Rogue Blades Presents: What Robert E. Howard Has Meant to Me

Howard changed my lifeI’m rather proud of the upcoming release of the book, Robert E. Howard Changed My Life, from the Rogue Blades Foundation (RBF), a non-profit publisher with a focus on all things heroic. I happen to be a board member of RBF, so my pride comes natural. However, a book title like that gets one to thinking. I can’t help but ask myself, as a writer and editor of fantasy fiction and as a member of the RBF board, how has Robert E. Howard changed my life? What has he meant to me over the years?

In the upcoming book, plenty of people better known and more experienced than myself will answer such questions, and I have to admit, for me these are not easy questions to answer.

I have an admission to make. Robert E. Howard wasn’t my gateway author into fantasy. He wasn’t even my gateway author into sword and sorcery literature.
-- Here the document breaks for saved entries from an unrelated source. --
PR #7306, opened 2021-08-02
3.x: Add RxJavaPlugins.createExecutorScheduler

### LINKED ISSUE #7305: 3.x: Add RxJavaPlugins.createExecutorScheduler
As per https://github.com/ReactiveX/RxJava/pull/7300#issuecomment-885037358

akarnokd:
This PR adds the `RxJavaPlugins.createExecutorScheduler` that instantiates the already existing `ExecutorScheduler` independent of the `Schedulers` class. The `from` methods in the `Schedulers` class are now pointing to this new method.

Resolves #7305
Related #7300

### DIFF
--- a/src/main/java/io/reactivex/rxjava3/plugins/RxJavaPlugins.java
+++ b/src/main/java/io/reactivex/rxjava3/plugins/RxJavaPlugins.java
@@ -15,7 +15,7 @@ package io.reactivex.rxjava3.plugins;
 
 import java.lang.Thread.UncaughtExceptionHandler;
 import java.util.Objects;
-import java.util.concurrent.ThreadFactory;
+import java.util.concurrent.*;
 
 import org.reactivestreams.Subscriber;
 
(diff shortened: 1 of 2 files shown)


vanniktech (approved):

matthew-swift:
Hi there. I'm not sure this change is working as expected. The following code creates the standard default schedulers:

```java
ExecutorService executor = Executors.newSingleThreadExecutor();
Scheduler scheduler = RxJavaPlugins.createExecutorScheduler(executor, false, false);
Flowable.intervalRange(1, 10, 1, 1, TimeUnit.SECONDS, scheduler)
        .blockingForEach(System.out::println);
executor.shutdown();
```

But according to the new Javadoc it should not trigger the creation of the default schedulers:

> It is possible to wrap an Executor into a Scheduler without triggering the initialization of all the standard schedulers by using the RxJavaPlugins.createExecutorScheduler(Executor, boolean, boolean) method before the Schedulers class itself is accessed.

It clearly will though because the `ExecutorScheduler` class contains a static reference `HELPER` which references `Schedulers.single()` which then initializes all of the default schedulers as observed by putting a breakpoint in the static initializer block on line 80 of `Schedulers`.

Apologies if I'm misunderstanding the intent of this change. If I am then that may indicate that the new Javadoc is a bit misleading.

akarnokd:
Indeed the method should not trigger that initialization. I'll work out how to break that cycle and post a fix shortly.

matthew-swift:
Thanks for your quick response David. :+1:

PR #7309, opened 2021-08-04
Code cleanup

Goooler:
- Remove redundant cast and type.
- Replace `for i` with `for in`.
- Inline variables.


akarnokd:
Please don't apply IntelliJ suggestions. Also inlining locals causes overhead due to repeated field access.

I’ve read everything Robert E. Howard wrote, or at least everything that’s available to us today, including the formerly unpublished works and tidbits that have been printed in recent years. Back in the day I read nearly all the Howard-related comics from the 1970s. I’ve seen all the movies, even read the book by Novalyne Price, Howard’s one-time girlfriend. I’ve seen the TV shows, played the video games. I attended Howard Days two years ago and I’m planning another trip there this year.

Still, I feel like a phony, a Robert E. Howard phony. I feel like I can never read him enough, study him enough. It’s as if this man dead nearly a century is my teacher and I can never learn enough from him about the art and science of writing.